大国主大神が鎮まる出雲大社@島根県出雲市

いろいろ探訪記
写真1 出雲大社境内の大国主大神像「因幡の白兎伝説」

 昔は、杵築大社きづきのおおやしろと呼ばれていました。杵築大社の巨大神殿の造営に関わる伝承は多く、「古事記」(712年)や「日本書記」(720年)には、大国主大神から天照大神への国譲りの神話伝承として書かれ、大国主大神が鎮まる神殿として天照大神の子孫が造営したとのことです。

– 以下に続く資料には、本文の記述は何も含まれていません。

PR #10010, opened 2026-02-12
fix(langchain): fix structured output on opus

christian-bromann:
I've discovered this bug when testing on Opus with deepagents.

### DIFF
--- a/libs/langchain/src/agents/nodes/AgentNode.ts
+++ b/libs/langchain/src/agents/nodes/AgentNode.ts
@@ -910,7 +910,7 @@ export class AgentNode<
 
       Object.assign(options, {
         /**
-         * OpenAI-style options (snake_case)
+         * OpenAI-style options
          * Used by ChatOpenAI, ChatXAI, and other OpenAI-compatible providers.
          */
         response_format: {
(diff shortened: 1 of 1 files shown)


libs/langchain/src/agents/nodes/AgentNode.ts
```diff
@@ -909,17 +909,36 @@ export class AgentNode<
...
+          format: {
+            type: "json_schema",
+            schema: structuredResponseFormat.strategy.schema,
+          },
         },
+        /**
+         * Enable the Anthropic structured outputs beta via both the `betas`
+         * array (used by invocationParams) and the `headers` fallback.
+         */
+        betas: ["structured-outputs-2025-11-13"],
```
hntrl: I don't think this beta is needed anymore

hntrl (approved):

libs/langchain/src/agents/nodes/AgentNode.ts
christian-bromann: Yep , seems like:

> Migrating from beta? The output_format parameter has moved to output_config.format, and beta headers are no longer required. The old beta header (structured-outputs-2025-11-13) and output_format parameter will continue working for a transition period. See code examples below for the updated API shape.

PR #10013, opened 2026-02-12
fix(anthropic): fix streaming with server tools producing invalid_too…

saakshigupta2002:
Fixes three related bugs that cause streaming with Anthropic server tools (`web_search`, `web_fetch`, `code_execution`) to produce `invalid_tool_calls` entries and silently drop content blocks.

When using `ChatAnthropic` with Anthropic's `web_search_20250305` server tool and streaming enabled, the streamed `AIMessageChunk` objects incorrectly contain `invalid_tool_calls`. This happens because the streaming event handler does not distinguish between client `tool_use` blocks and `server_tool_use` blocks when processing `input_json_delta` events.

### 1. `input_json_delta` unconditionally emits `tool_call_chunks` for `server_tool_use` blocks

**Problem:** In `message_outputs.ts`, the `input_json_delta` handler creates `tool_call_chunks` for every delta event regardless of whether the parent content block is a client `tool_use` or a `server_tool_use`. Server tool deltas have no `id` or `name`, so `collapseToolCallChunks()` in `@langchain/core` flags them as malformed and pushes them to `invalid_tool_calls`.

**Fix:** Introduced a `blockTypesByIndex` map (`Map<number, string>`) that tracks content block types as they arrive in `content_block_start` events. The `input_json_delta` handler now checks whether the corresponding block is a client `tool_use` before emitting `tool_call_chunks`. For `server_tool_use` blocks, an empty array is emitted instead.

**Files changed:**
- `libs/providers/langchain-anthropic/src/utils/message_outputs.ts` - Added `blockTypesByIndex` parameter, type tracking on `content_block_start`, conditional `tool_call_chunks` emission
- `libs/providers/langchain-anthropic/src/chat_models.ts` - Creates the `blockTypesByIndex` map before the streaming loop and passes it through

### 2. Missing content block types in streaming and round-trip whitelists

**Problem:** Several Anthropic server tool result types were missing from the whitelists in both `message_outputs.ts` (streaming handler) and `message_inputs.ts` (message serialization). This caused `web_fetch_tool_result`, `code_execution_tool_result`, `mcp_tool_result`, and `mcp_tool_use` blocks to be silently dropped during streaming and multi-turn conversations.

**Fix:** Added the missing types to both whitelists:
- `web_fetch_tool_result`
- `code_execution_tool_result`
- `bash_code_execution_tool_result`
- `text_editor_code_execution_tool_result`
- `mcp_tool_result`
- `mcp_tool_use`

**Files changed:**
- `libs/providers/langchain-anthropic/src/utils/message_outputs.ts` - Extended `content_block_start` whitelist
- `libs/providers/langchain-anthropic/src/utils/message_inputs.ts` - Extended `toolTypes` whitelist

### 3. Double-JSON encoding of `server_tool_use` args

**Problem:** In `block_translators/anthropic.ts`, the `web_search` and `code_execution` handlers for `ServerToolUseBlock` check `typeof block.input === "string"` and return the raw string as the field value. During streaming accumulation, `input` is a JSON string like `'{"query": "weather NYC"}'`. The first branch returns this entire JSON string as the `query` value, producing double-nested args like `{ query: '{"query": "weather NYC"}' }`.

**Fix:** Parse the JSON string before extracting the field value using `safeParseJson()`. Falls back to the raw string if parsing fails (for partial accumulation during active streaming).

**Files changed:**
- `libs/langchain-core/src/messages/block_translators/anthropic.ts` - Parse string `input` as JSON before extracting `query`/`code` fields

## Test Plan

- [x] Added unit test: `input_json_delta` for `server_tool_use` does NOT emit `tool_call_chunks`
- [x] Added unit test: `input_json_delta` for regular `tool_use` still emits `tool_call_chunks` (regression check)
- [x] Added unit test: Mixed `tool_use` and `server_tool_use` in same stream are handled correctly
- [x] Added unit test: `web_search_tool_result` `content_block_start` is handled
- [x] Added unit test: `web_fetch_tool_result` `content_block_start` is not dropped
- [x] Added unit test: `web_fetch_tool_result` round-trips through message formatting
- [x] Added unit test: String input for `web_search` `server_tool_use` is correctly parsed (no double-JSON)
- [x] Added unit test: String input for `code_execution` `server_tool_use` is correctly parsed (no double-JSON)
- [x] All 62 existing `chat_models.test.ts` tests pass
- [x] All 6 existing `standard_content.test.ts` tests pass
- [x] All existing block translator tests pass

## Backward Compatibility

The `blockTypesByIndex` parameter is optional with a default of `undefined`. When not provided, the handler defaults to the current behavior (always emitting `tool_call_chunks`), so existing callers are unaffected. The whitelist additions only add pass-through support for previously-dropped block types, with no behavior change for existing types.

## Reproduction

Before this fix, the following would produce `invalid_tool_calls`:

```typescript
import { ChatAnthropic } from "@langchain/anthropic";

  model: "claude-sonnet-4-5-20250514",
}).bindTools([{ type: "web_search_20250305", name: "web_search" }]);

const stream = await model.stream("What's the weather in Melbourne today?");

  // chunk.invalid_tool_calls would contain malformed entries
  // chunk.tool_call_chunks would have chunks from server_tool_use
  console.log(chunk.invalid_tool_calls); // was: [{...}], now: []
}
```

After this fix, `server_tool_use` streaming events are correctly handled as opaque server-side content blocks without interfering with the client tool call pipeline.


libs/providers/langchain-anthropic/src/chat_models.ts
```diff
@@ -1271,6 +1271,10 @@ export class ChatAnthropicMessages<
       signal: options.signal,
     });
 
+    // Track content block types by index so that input_json_delta events
+    // for server_tool_use blocks are not emitted as tool_call_chunks.
+    const blockTypesByIndex = new Map<number, string>();
```
christian-bromann, line 1278: It doesn't seem we use this anywhere after?

stheophil:
What is the state of this PR? What is missing and can we help out? We ran into the same issues and are now patching langchainjs locally, which is not optimal.

christian-bromann:
> What is the state of this PR?

It seems like the author didn't respond to a review here. I will go ahead and close this. The direction of the fix seems valid. Feel free to recreate it and I am happy to review.

PR #10044, opened 2026-02-13
fix(core): respect tracingEnabled with LangChainTracer

hntrl:
## Summary

Fixes a bug where `CallbackManager._configureSync` would not remove inherited `LangChainTracer` handlers when the current `RunTree` has `tracingEnabled: false`. This is the `@langchain/core` side of a two-part fix: https://github.com/langchain-ai/langsmith-sdk/pull/2427

Previously, even when a `traceable({ tracingEnabled: false })` wrapper disabled tracing, child LangChain Runnables could still produce traces because they inherited a `LangChainTracer` handler from a parent callback manager. Now, `_configureSync` explicitly strips inherited `LangChainTracer` handlers when the `RunTree` signals `tracingEnabled: false`.

## Changes

- **`libs/langchain-core/src/callbacks/manager.ts`** — When `RunTree.tracingEnabled === false`, `_configureSync` now removes any inherited `LangChainTracer` handlers from the callback manager. Also caches the `getTraceableRunTree()` call to avoid redundant lookups.
- **`libs/langchain-core/src/callbacks/tests/manager.test.ts`** — Three new tests:
  - Removes inherited `LangChainTracer` when `tracingEnabled=false`
  - Keeps inherited `LangChainTracer` when `tracingEnabled=true`
  - Removes tracer but keeps other custom handlers when `tracingEnabled=false`

### DIFF
--- a/pnpm-lock.yaml
+++ b/pnpm-lock.yaml
@@ -425,7 +425,7 @@ importers:
         specifier: ^0.3.15
         version: 0.3.17
       rolldown:
-        specifier: 1.0.0-rc.4
+        specifier: ^1.0.0-rc.4
         version: 1.0.0-rc.4
       tsdown:
         specifier: ^0.20.3


hntrl:
EDIT: christian is a goat and fixed this

internal/build/src/index.ts
```diff
@@ -62,6 +62,11 @@ export function getBuildConfig(options?: Partial<BuildOptions>): BuildOptions {
     },
     sourcemap: true,
     unbundle: true,
+    outExtensions: ({ format }) => {
+      if (format === "es") return { js: ".js", dts: ".d.ts" };
+      if (format === "cjs") return { js: ".cjs", dts: ".d.cts" };
+      return undefined;
+    },
```
christian-bromann: Alternatively:
```
    // rolldown/tsdown can emit `.mjs` for ESM when `fixedExtension` is enabled.
    // We want stable `.js` ESM output for `"type": "module"` packages.
    fixedExtension: false,
```

internal/build/package.json
```diff
@@ -3,10 +3,10 @@
   "private": true,
   "version": "0.1.1",
   "type": "module",
-  "main": "./src/index.ts",
-  "types": "./src/index.ts",
+  "main": "./dist/index.js",
+  "types": "./dist/index.d.ts",
   "scripts": {
-    "build": "exit 0",
+    "build": "tsdown",
```
christian-bromann: We should not compile this code, `tsdown` should be able to load TypeScript files

PR #10072, opened 2026-02-17
fix(@langchain/google): emit on_chat_model_stream events for non-text content blocks

### LINKED ISSUE #10071: @langchain/google: non-text streaming chunks (executableCode, inlineData) missing from on_chat_model_stream events
### Checked other resources

- [x] The bug is not resolved by updating to the latest stable version of LangChain.js (and, if applicable, parsing).

### Example Code

```typescript

const withExec = model.bindTools([{ codeExecution: {} }]);

// Direct streaming works — all block types appear:
for await (const chunk of await withExec.stream([new HumanMessage("Calculate fibonacci numbers using code")])) {
  // chunk.content includes executableCode, codeExecutionResult, inlineData ✅
}

// But through streamEvents (or LangGraph graph.streamEvents), they're missing:
for await (const event of withExec.streamEvents([new HumanMessage("Calculate fibonacci numbers using code")], { version: "v2" })) {
  if (event.event === "on_chat_model_stream") {
    // executableCode/codeExecutionResult/inlineData chunks NEVER appear here ❌
    // They only appear in on_chat_model_end
  }
}
```

No error — the chunks are silently dropped. Non-text content blocks (`executableCode`, `codeExecutionResult`, `inlineData`) from Gemini native code execution never appear in `on_chat_model_stream` events when using `streamEvents()` or LangGraph's `graph.streamEvents()`.

### Description

When Gemini returns content blocks that contain no text (e.g., standalone `executableCode`, `codeExecutionResult`, or `inlineData` image blocks from native code execution), they are missing from `on_chat_model_stream` events.

**Root cause:** In `BaseChatGoogle._streamResponseChunks` ([base.ts:629](https://github.com/langchain-ai/langchainjs/blob/main/libs/providers/langchain-google/src/chat_models/base.ts#L629)), `handleLLMNewToken` is only called when `value.text` is truthy:

```typescript
yield value;  // ← chunk IS yielded (direct .stream() works)
if (value.text) {  // ← gate: falsy for non-text chunks
  await runManager?.handleLLMNewToken(value.text, ...);  // ← never called
}
```

`value.text` is produced by [`convertAIMessageToText`](https://github.com/langchain-ai/langchainjs/blob/main/libs/providers/langchain-google/src/converters/messages.ts#L1169) which filters to only `type === "text"` blocks. When a chunk contains only `executableCode`, `codeExecutionResult`, or `inlineData`, the text is `""` (falsy), so `handleLLMNewToken` is never called and no `on_chat_model_stream` event is emitted.

**Why direct `.stream()` works but `streamEvents()` doesn't:**
- Direct `.stream()` → `_streamIterator()` → `tapOutputIterable` emits events for ALL yielded chunks
- `streamEvents()` / LangGraph `graph.streamEvents()` → model called via `invoke` → `_generateUncached` → internal streaming via `_streamResponseChunks` → relies on `handleLLMNewToken` callback to emit `on_chat_model_stream` events

**Impact:** Anyone using Gemini native code execution (`{ codeExecution: {} }`) through LangGraph or `streamEvents` cannot receive real-time streaming of code execution results or generated images. These blocks only appear in `on_chat_model_end`.

### Suggested Fix

Change line 629 in `base.ts` to always call `handleLLMNewToken`:

```typescript
// Before:
if (value.text) {
  await runManager?.handleLLMNewToken(value.text, ...);
}

// After:
await runManager?.handleLLMNewToken(value.text ?? "", undefined, undefined, undefined, undefined, { chunk: value });
```

The full `ChatGenerationChunk` is already passed via `{ chunk: value }`, so downstream consumers (like `EventStreamCallbackHandler`) receive the complete `AIMessageChunk` with all content blocks regardless of the text argument.

I can submit a PR with this fix if this makes sense.

### System Info

```
@langchain/google@0.1.0
@langchain/core@0.3.44
@langchain/langgraph@0.2.60
Node.js v22.x
macOS
```

### Related Issues

- Python equivalent: https://github.com/langchain-ai/langchain/issues/33920 (code execution tool result blocks missing from streaming)
- Gemini tool streaming: https://github.com/langchain-ai/langchainjs/issues/8454

kyrisu:
## Summary

Fixes #10071

When Gemini returns content blocks without text (e.g., `executableCode`, `codeExecutionResult`, or `inlineData` from native code execution via `{ codeExecution: {} }`), `handleLLMNewToken` was not called because it was gated by `if (value.text)`. This caused these blocks to be silently missing from `on_chat_model_stream` events when using `streamEvents()` or LangGraph's `graph.streamEvents()`.

### Root cause

In `BaseChatGoogle._streamResponseChunks` ([base.ts:629](https://github.com/langchain-ai/langchainjs/blob/main/libs/providers/langchain-google/src/chat_models/base.ts#L629)):

```typescript
yield value;                    // ← chunk IS yielded (direct .stream() works)
if (value.text) {               // ← gate: "" is falsy for non-text chunks
  await runManager?.handleLLMNewToken(value.text, ..., { chunk: value });
}
```

`value.text` is produced by `convertAIMessageToText`, which filters to only `type === "text"` blocks. For chunks containing only `executableCode`, `codeExecutionResult`, or `inlineData`, the text is `""` (falsy), so `handleLLMNewToken` is never called.

**Why direct `.stream()` works but `streamEvents()` doesn't:**
- Direct `.stream()` → `_streamIterator()` → `tapOutputIterable` emits events for ALL yielded chunks
- `streamEvents()` / LangGraph `graph.streamEvents()` → model called via `invoke` → `_generateUncached` → internal streaming via `_streamResponseChunks` → relies on `handleLLMNewToken` to emit `on_chat_model_stream` events

### Fix

Remove the `if (value.text)` gate so `handleLLMNewToken` is always called with `value.text ?? ""`. The full `ChatGenerationChunk` is already passed via `{ chunk: value }`, so downstream consumers receive the complete `AIMessageChunk` with all content blocks regardless of the text argument.

## Test plan

- [x] Existing unit tests pass (`pnpm --filter @langchain/google test` — 40 tests)
- [x] Package builds successfully (`pnpm --filter @langchain/google build`)
- [ ] Manual verification: `executableCode`/`codeExecutionResult`/`inlineData` blocks appear in `on_chat_model_stream` events when using `graph.streamEvents()` with `{ codeExecution: {} }` bound

### DIFF
--- a/libs/providers/langchain-google/src/chat_models/tests/index.test.ts
+++ b/libs/providers/langchain-google/src/chat_models/tests/index.test.ts
@@ -70,7 +70,6 @@ class MockResponse implements Response {
 class MockStreamingResponse implements Response {
   private readonly bodyText: string;
 
-
   readonly headers: Headers = new Headers();
   readonly ok: boolean = true;
   readonly redirected: boolean = false;


christian-bromann (commented):
Thanks for the contribution @kyrisu , can we have a unit test for this?

kyrisu:
Added! I need to also add MockStreamingResponse class cause I couldn't find a way to mock stream in the existing tests. Let me know if I've missed an existing mock.

I've used the following script to capture the outputs from Gemini if you want to verify the chunk structure (needs GOOGLE_API_KEY to be set):
```javascript
const API_KEY = process.env.GOOGLE_API_KEY;
if (!API_KEY) {
  console.error("Set GOOGLE_API_KEY env var");
  process.exit(1);
}

const model = "gemini-2.5-flash";
const url = `https://generativelanguage.googleapis.com/v1beta/models/${model}:streamGenerateContent?alt=sse&key=${API_KEY}`;

const body = {
  contents: [
    {
      role: "user",
      parts: [{ text: "Use matplotlib to plot y=x^2 and show the chart as an image. Use code execution." }],
    },
  ],
  tools: [{ codeExecution: {} }],
};

const res = await fetch(url, {
  method: "POST",
  body: JSON.stringify(body),
});

if (!res.ok) {
  console.error(`HTTP ${res.status}: ${await res.text()}`);
  process.exit(1);
}

// Collect full response text first, then parse SSE events
const reader = res.body.getReader();
const decoder = new TextDecoder();
let fullText = "";

while (true) {
  const { done, value } = await reader.read();
  if (done) break;
  fullText += decoder.decode(value, { stream: true });
}
fullText += decoder.decode(); // flush

// Parse SSE events: each "data: {...}\n" line
const lines = fullText.split("\n");
let chunkIndex = 0;
const chunks = [];

for (const line of lines) {
  const trimmed = line.trim();
  if (!trimmed.startsWith("data: ")) continue;
  try {
    const json = JSON.parse(trimmed.slice(6));
    chunks.push(json);
    console.log(`\n=== SSE Chunk ${chunkIndex++} ===`);
    console.log(JSON.stringify(json, null, 2));
  } catch (e) {
    console.error(`Failed to parse: ${trimmed.slice(0, 100)}...`);
  }
}

console.log(`\n=== Total SSE chunks: ${chunkIndex} ===`);

// Also output a compact summary of part types per chunk
console.log("\n=== Part types per chunk ===");
for (let i = 0; i < chunks.length; i++) {
  const parts = chunks[i]?.candidates?.[0]?.content?.parts ?? [];
  const types = parts.map(p => {
    if (p.text !== undefined) return `text(${p.text.length} chars)`;
    if (p.executableCode) return "executableCode";
    if (p.codeExecutionResult) return "codeExecutionResult";
    if (p.thought) return "thought";
    return Object.keys(p).join(",");
  });
  const finish = chunks[i]?.candidates?.[0]?.finishReason;
  console.log(`  Chunk ${i}: [${types.join(", ")}]${finish ? ` finishReason=${finish}` : ""}`);
}
```

PR #10091, opened 2026-02-18
fix(langchain): implement cache serialization for multimodal messages

### LINKED ISSUE #10092: Cache key ignores multimodal content (image_url, document blocks) causing cache collisions
### Checked other resources

### Example Code

```typescript
import { RedisCache } from "@langchain/community/caches/ioredis";
import Redis from "ioredis";

const cache = new RedisCache(new Redis(), { ttl: 60 });
  model: "gemini-2.0-flash",
  cache,
});

const result1 = await model.invoke([
  new HumanMessage({
    content: [
      { type: "image_url", image_url: { url: "data:image/png;base64,<IMAGE_A>..." } },
      { type: "text", text: "Describe this image" },
    ],
  }),
]);

// Returns cached result from first call despite a completely different image
const result2 = await model.invoke([
  new HumanMessage({
    content: [
      { type: "image_url", image_url: { url: "data:image/png;base64,<IMAGE_B>..." } },
      { type: "text", text: "Describe this image" },
    ],
  }),
]);

// result2 === result1 is wrong, silently returns stale cached response
```

No error. Silent incorrect behavior. The second call returns the cached response from the first call.

### Description

When a `BaseChatModel` has a cache enabled, the cache key is derived by converting messages to a string. The conversion chain drops **all non-text content blocks**:

1. `BaseChatModel._generateCached` ([chat_models.ts L677-678](https://github.com/langchain-ai/langchainjs/blob/main/libs/langchain-core/src/language_models/chat_models.ts#L677-L678)) builds the cache key:
   ```typescript
   const prompt = BaseChatModel._convertInputToPromptValue(baseMessage).toString();
   ```

2. `ChatPromptValue.toString()` delegates to `getBufferString(this.messages)`.

3. `getBufferString` reads `m.text` for each message ([utils.ts L346](https://github.com/langchain-ai/langchainjs/blob/main/libs/langchain-core/src/messages/utils.ts#L346)):
   ```typescript
   const readableContent = m.text;
   ```

4. `BaseMessage.get text()` ([base.ts L297-309](https://github.com/langchain-ai/langchainjs/blob/main/libs/langchain-core/src/messages/base.ts#L297-L309)) only extracts `text`-type blocks and maps everything else to `""`:
   ```typescript
   get text(): string {
     if (typeof this.content === "string") return this.content;
     if (!Array.isArray(this.content)) return "";
     return this.content
       .map((c) => {
         if (typeof c === "string") return c;
         if (c.type === "text") return c.text;
         return ""; // image_url, document, etc. silently discarded
       })
       .join("");
   }
   ```

This means two invocations that share identical text content but have different `image_url` or `document` blocks produce **the same cache key**. The first response is cached and returned for every subsequent call, regardless of image/document content.

The same issue occurs on the `cache.update` path ([chat_models.ts L837-840](https://github.com/langchain-ai/langchainjs/blob/main/libs/langchain-core/src/language_models/chat_models.ts#L837-L840)), ensuring the stale entry is never overwritten.

This affects:
- **Any `BaseCache` implementation** (RedisCache, InMemoryCache, etc.)
- **Any chat model provider** (ChatGoogleGenerativeAI, ChatOpenAI, ChatAnthropic, etc.) when multimodal messages are used with caching

**Suggested fix:** The cache key derivation should include a representation of all content blocks, not just text. For example, a dedicated cache-key codepath could `JSON.stringify` array content instead of relying on the `.text` getter. The `getBufferString` / `BaseMessage.text` behavior itself is correct for display/memory purposes and should not change.

### System Info

@langchain/core: 1.1.24
@langchain/community: 1.1.15
@langchain/google-genai: 2.1.18
platform: darwin
node: v24.13.0

daukadolt:
### Fix: Cache key for `BaseChatModel` now includes all content blocks, preventing false hits on multimodal messages

Fixes #10092

When a `BaseChatModel` has a cache enabled, the cache key was derived via `ChatPromptValue.toString()` → `getBufferString()` → `BaseMessage.text`, which silently discards all non-text content blocks (`image_url`, `document`, etc.). This means two invocations with identical text but different images/documents produced the **same cache key**, causing the second call to silently return the first call's stale cached response.

### Changes

**`libs/langchain-core/src/language_models/chat_models.ts`**
- Added `_serializeCachePrompt()` - a private helper that `JSON.stringify`s the full message content (type, content, name, tool_calls) to produce a deterministic cache key that includes **all** content blocks.
- Replaced the two cache-key derivation sites (in `_generateCached` and `generate`) that used `_convertInputToPromptValue(...).toString()` with `_serializeCachePrompt(...)`.

**`libs/langchain-core/src/language_models/tests/chat_models.test.ts`**
- Updated existing cache test assertions to match the new key format.
- Added test: **different** multimodal content (same text, different images) must **not** collide in the cache.
- Added test: **identical** multimodal content must still produce cache hits.

### Notes
- `getBufferString()` and `BaseMessage.get text()` are intentionally unchanged - their text-only behavior is correct for display/memory purposes.
- Existing caches will simply see misses under the new key format and re-populate correctly; no migration needed.


libs/langchain-core/src/language_models/chat_models.ts
```diff
@@ -155,6 +155,33 @@ export type BaseChatModelCallOptions = BaseLanguageModelCallOptions & {
...
+ */
+function _serializeCachePrompt(messages: BaseMessage[]): string {
+  return JSON.stringify(
+    messages.map((m) => {
+      // eslint-disable-next-line @typescript-eslint/no-explicit-any
+      const obj: Record<string, any> = {
+        type: m.type,
+        content: m.content,
+      };
+      if (m.name != null) obj.name = m.name;
```
hntrl, line 236: what's this for?

daukadolt: included for additional disambiguation,  as same multimodal content with different names might collide (+ for consistency, as `getBufferString` was using name there too)

daukadolt:
Hi @hntrl, thanks for the prompt review!

> for the basic values of messages (e.g. ones with just text content) the values for this new cache key getter and the existing _convertInputToPromptValue will stay the same (this is so existing caches don't break). This can be just a simple test we can add in chat_models.test.ts

Agreed. Added [`Test ChatModel cache key backward compat for plain text messages`](https://github.com/daukadolt/langchainjs/blob/9dc538be3f81aaad639bf78e4da83a963a59d54d/libs/langchain-core/src/language_models/tests/chat_models.test.ts#L353) test case for that.

> we don't have flaky cache misses when multimodal inputs are in base64. (I wonder if in those cases we should just take a sha digest of the base64 so it's easier on the cache key lookup)

Added [test case](https://github.com/daukadolt/langchainjs/commit/dd3473acbf3d4b74e31d7635d61462a3df1768e3) for that too. I took liberty of using `runCollector` there, let me know if that looks ok

daukadolt:
force pushing last commit as latest commits were not reflecting ¯\_(ツ)_/¯

daukadolt:
Hi @hntrl, just a gentle nudge on this. I'd love to get this reviewed before any merge conflicts arise with the main branch. Let me know if you need any other changes from my side!

libs/langchain-core/src/language_models/chat_models.ts
```diff
@@ -155,6 +157,89 @@ export type BaseChatModelCallOptions = BaseLanguageModelCallOptions & {
   outputVersion?: MessageOutputVersion;
 };
 
+const BASE64_DATA_URL_RE = /^data:[^;]+;base64,/;
```
hntrl: believe using regex here would be susceptible to ReDOS, can we use some other pattern match?

hntrl: also I think this pattern for base64 is only consistent with openai -- other providers just use plain jane base64 strings

daukadolt: Good catches, both addressed:

1. Replaced the regex with a simple `_isDataUrl()` helper that uses `startsWith("data:")` + `includes(";base64,")`, no backtracking possible.
2. Added a second branch that hashes `block.data` directly when `type` is "image", "audio", or "file" (for cases if base64 gets stored as plain string without data URL wrapper)

daukadolt:
Hey @hntrl! Addressed your feedback in the latest commit, would love a second look when you get a chance! Your point about the provider assumption was a real gap, ended up being a good catch.

PR #10098, opened 2026-02-19
fix(core): preserve response_metadata in streaming invoke path

yukukotani:
## Summary

Fixes an issue where `response_metadata` (containing `finish_reason`, `usage_metadata`, `safety_ratings`, etc.) was not properly propagated when using `createAgent(...).stream()` with a specified `streamMode` parameter.

## Root Cause

When a callback handler prefers streaming (indicated by `lc_prefer_streaming = true`), the `BaseChatModel._generateUncached` method takes a fast path that streams chunks directly via `_streamResponseChunks`. However, this path was missing the crucial step of merging `chunk.generationInfo` into `chunk.message.response_metadata` that exists in the standard path and the `_streamIterator` path.

This caused providers like Google VertexAI (which set critical metadata like `safety_ratings` and `finish_reason` via `generationInfo`) to have incomplete response metadata when `streamMode` is specified.

## Testing

All tests pass:
- `pnpm --filter @langchain/core test src/language_models/tests/chat_models.test.ts` ✅
- `pnpm --filter langchain test src/agents/tests/stream_response_metadata.test.ts` ✅

## Backward Compatibility

This change is fully backward compatible. It only fixes missing behavior by adding metadata propagation where it was absent.


hntrl (dismissed):
Nice catch! Thanks for the PR!

hntrl:
Tried rebasing myself but I was getting 403 errors against your remote. Would you mind rebasing and taking a look at the failing langchain test?

yukukotani:
@hntrl Thank you for the review! Rebased and updated the tests

yukukotani:
@hntrl rebased again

 「出雲風土記」(713年)にも、特別に高く大きな御本殿のことが記されています。出雲大社の社伝では、その高さは上古には32丈(約96m)、中古は16丈(約48m)、その後は8丈(約24m)であったと伝えられています。現在の御本殿の高さは、約24mです。

 平安時代の970年に書かれた「口遊くちずさみ」(970年、源為憲著)には、当時の3大建築物(塔を除く)があげられており、一番が雲太うんた(出雲大社御本殿)、二番が和仁わに(東大寺大仏殿)、三番が京三きょうさん(平安京大極殿)とされ、出雲大社御本殿が日本一高い建築物と伝えられています。

 金輪御造営差図かなわごぞうえいさしず(出雲國造千家家所蔵)によると、古代の御本殿は一辺が4丈(約12m)の正方形で、3本の柱を鉄の輪で束ねて一本とした合計9本の大柱で支えられていました。本殿の高さは記されていませんが、正面階段の長さが「引橋長一町(約109m)」と記されています。
 しかし、この差図は単なる想像上・理想上の伝承図とされ、高大な御本殿の存在も疑問視されてきました。現在の御本殿は一辺が10.9mの正方形で、これを支える6本の側柱は直径0.73mで、2本の宇豆柱は直径0.85m、心御柱は直径1.09mです。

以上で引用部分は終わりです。